WT, Het, and Hom T4826I-RYR1 differ in their modulation by Ca²⁺ and Mg²⁺. Equilibrium [³H]Ry binding (2 nm) was performed at 37 °C for 3 h in the presence of defined [Ca²⁺] (100 nm to 10 mm) (A) or 5 μm Ca²⁺ + Mg²⁺ (0–30 mm) (B). EC₅₀ and IC₅₀ values obtained from curve fit of Ca²⁺ activation/inactivation and Mg²⁺ inhibition are plotted in C and D, respectively. The data are from 3–4 different skeletal muscle membrane preparations (100 μg/ml) (n = 9–11 (A and C); n = 8–9 (B and D)). The significance of difference is denoted as follows: *, p < 0.05; **, p < 0.01.

FIGURE 10.

WT, Het, and Hom T4826I-RYR1 differ in sensitivity to temperature. Initial binding of 5 nm [³H]Ry to 100 μg/ml skeletal muscle membranes were performed at 25 or 37 °C in the presence of 5 μm free Ca²⁺ and determined at 5, 10, 15, 20, 25, and 30 min. A, the results are plotted as rate lines.
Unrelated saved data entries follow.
PR #1972, opened 2021-01-25
update makefile, workflow, and docs

jchunkins:

The purpose of this PR is to:
- migrate logic of `x.mk` into main `Makefile` and remove `x.mk`
- update `.github/workflows/e2e-tests.yml` workflow to use main `Makefile`
- update .gitignore to avoid tarfile checkin
- add Makefile documentation
- update readme documentation with usage and examples
- enhance scripts/package_release.sh to run sed correctly on multi platform (linux and Mac)

As a prelude to adding new end to end tests, I wanted the ability to run individual tests. At first glance the main makefile seemed like it had not been updated to use the new BDD tests, and it was pointed out that `x.mk` makefile was serving this purpose. During the last weekly call it was suggested that we move the make target logic in `x.mk` to the main makefile. 

**Reviewer Checklist**


scripts/package_release.sh
```diff
@@ -17,7 +17,14 @@ charttmpdir=$(mktemp -d 2>/dev/null || mktemp -d -t charttmpdir)
...
 cp -R deploy/chart/ "${charttmpdir}"
-sed -i "s/^[Vv]ersion:.*\$/version: ${version}/" "${charttmpdir}/Chart.yaml"
+
+# A space character is needed for -i argument in mac BSD sed.
+# GNU sed has a --version argument, and BSD sed does not. 
+# Check for both conditions to be safe for darwin users that override sed with gsed
+if [ -z "${OSTYPE##*"darwin"*}" ] && ! sed --version >/dev/null 2>&1; then
+    SP=" "
+fi
+sed -i"${SP}"'' "s/^[Vv]ersion:.*\$/version: ${version}/" "${charttmpdir}/Chart.yaml"
```
benluddy, line 27: Since we have a separate source and destination file, how about avoiding `-i` altogether with something like this?

```suggestion
sed "s/^[Vv]ersion:.*\$/version: ${version}/" deploy/chart/Chart.yaml > "${charttmpdir}/Chart.yaml"
```

Makefile
```diff
@@ -128,9 +131,35 @@ setup-bare: clean e2e.namespace
...
+FORCE:
+
+# main entry point for running end to end tests. used by .github/workflows/e2e-tests.yml See test/e2e/README.md for details
+.PHONY: e2e-local
+e2e-local: bin/e2e-local.test test/e2e-local.image.tar
+	$(GINKGO) -nodes $(or $(NODES),1) -flakeAttempts 3 -randomizeAllSpecs $(if $(TEST),-focus '$(TEST)') -v -timeout 90m $< -- -namespace=operators -olmNamespace=operator-lifecycle-manager -dummyImage=bitnami/nginx:latest -kind.images=../test/e2e-local.image.tar
+
+# this target updates the zz_chart.go file with files found in deploy/chart
+# will only fire if a file in deploy/chart has been changed
+test/e2e/assets/chart/zz_chart.go: $(shell find deploy/chart -type f)
```
benluddy, line 147: Forcing this recipe to run always might save some future headaches. The prerequisite list can miss things like removed files or modification time shenanigans. I forget the details, but it definitely frustrated someone at some point -- the quick patch at the time was to avoid committing the generated file (https://github.com/operator-framework/operator-lifecycle-manager/pull/1454).

benluddy (commented):
Great, thank you for doing this!

/ok-to-test

scripts/package_release.sh
jchunkins: good point... this is easier and accomplishes the same goal. Fixed.

Makefile
jchunkins: Makes sense. I've updated the target to make if "phony" which forces its execution.

jchunkins:
@benluddy Thanks for the quick review. I made the changes to the PR, but I see that `ci/prow/e2e-upgrade` and `ci/prow/e2e-aws-console-olm` failed. Are these the result of common build failures? Also note that DCO is failed... I added a signature to my last commit, but apparently that's not enough. Just wondering if these items are critical, and if so, what would need to be done to resolve them.

.github/workflows/e2e-tests.yml
```diff
@@ -9,7 +9,7 @@ jobs:
     runs-on: ubuntu-latest
     steps:
       - uses: actions/checkout@v2
-      - run: make -f x.mk e2e-local NODES=2 JUNIT_DIRECTORY=./artifacts/
+      - run: make -f Makefile e2e-local NODES=2 JUNIT_DIRECTORY=./artifacts/
```
ecordell, line 12: You can just remove `-f Makefile` entirely

benluddy:
> @benluddy Thanks for the quick review. I made the changes to the PR, but I see that `ci/prow/e2e-upgrade` and `ci/prow/e2e-aws-console-olm` failed. Are these the result of common build failures? Also note that DCO is failed... I added a signature to my last commit, but apparently that's not enough. Just wondering if these items are critical, and if so, what would need to be done to resolve them.

Neither test failure is related to your changes. The console failure looks to have been a flake (it hit a 503 attempting to download a test dependency), and the upgrade failure is a problem with the downstream test infrastructure.

The DCO check requires all commits in a PR to be "signed off," so you'll need to amend the first commit and rebase in order to satisfy that one.

.github/workflows/e2e-tests.yml
jchunkins: happy to remove it... my rationale for leaving it was to make it explicit

jchunkins: fixed

jchunkins:
@benluddy Don't want to pester you, but I am not sure on the process here... I read through https://github.com/kubernetes/community/blob/master/contributors/guide/owners.md#the-code-review-process but have questions. Should I preemptively do an assignment of an approver or should I wait for a looks good label and then do the assignment of the approver?

benluddy:
@jchunkins Most of the people in OWNERS tend to check in on PRs in need of review from time to time, so I don't think it's strictly necessary to assign a reviewer in order to get a PR approved.

Opened https://github.com/operator-framework/operator-lifecycle-manager/issues/1976 for an apparent flake in some of the test teardown behavior.

/retest

jchunkins:
I think folks have reviewed, but there has not been a LGTM or Approve yet. Just wondering if there is any further work I need to do before this can be merged?

jchunkins:
Github showed that I had a branch conflict, and I resolved it (just a readme update) and re-ran tests which removed the LGTM comment.
@kevinrizza Can I get a repeat LGTM?
@benluddy Can you approve?

PR #1989, opened 2021-02-03
[release-4.6] Bug 1922919: Fix zero-delay resyncs for certain registry update policies.

benluddy:
If the registry update polling interval is greater than and a multiple
of the operator's default resync period (15m), and there are fewer
than 15 minutes remaining until the next poll is due, the
catalog-operator will continuously resync its associated CatalogSource
until the next poll time is reached. This is not beneficial to update
polling and can generate excessive load that negatively impacts useful
work on the cluster.


benluddy:
https://www.githubstatus.com/incidents/5zb8gfbl7qkt

PR #1990, opened 2021-02-03
Bug 1921954: Clarify subscription constraint strings in resolution failures.

benluddy:
ResolutionFailed events exposed internal terminology (i.e. "mandatory"
and "dependency") directly to users. Common constraints applied to
subscriptions appeared as "PACKAGE is mandatory" or "PACKAGE has a
dependency without any candidates to satisfy it", which in practice
meant "a subscription to PACKAGE exists in the namespace" and "no
operators found matching the criteria of the subscription to PACKAGE",
respectively. The language of these Subscription-related constraint
strings now better reflects what they mean to users.


ecordell (approved):
/approve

B, The initial rates were calculated, and k_obs values are plotted as bar graphs. C, the differences in k_obs measured with Het and Hom T4826I-RYR1 are plotted relative to k_obs WT-RYR1. Statistical analyses indicate significant difference in temperature sensitivity among the three genotypes (***, p < 0.001; n = 4 from two different skeletal muscle membrane preparations).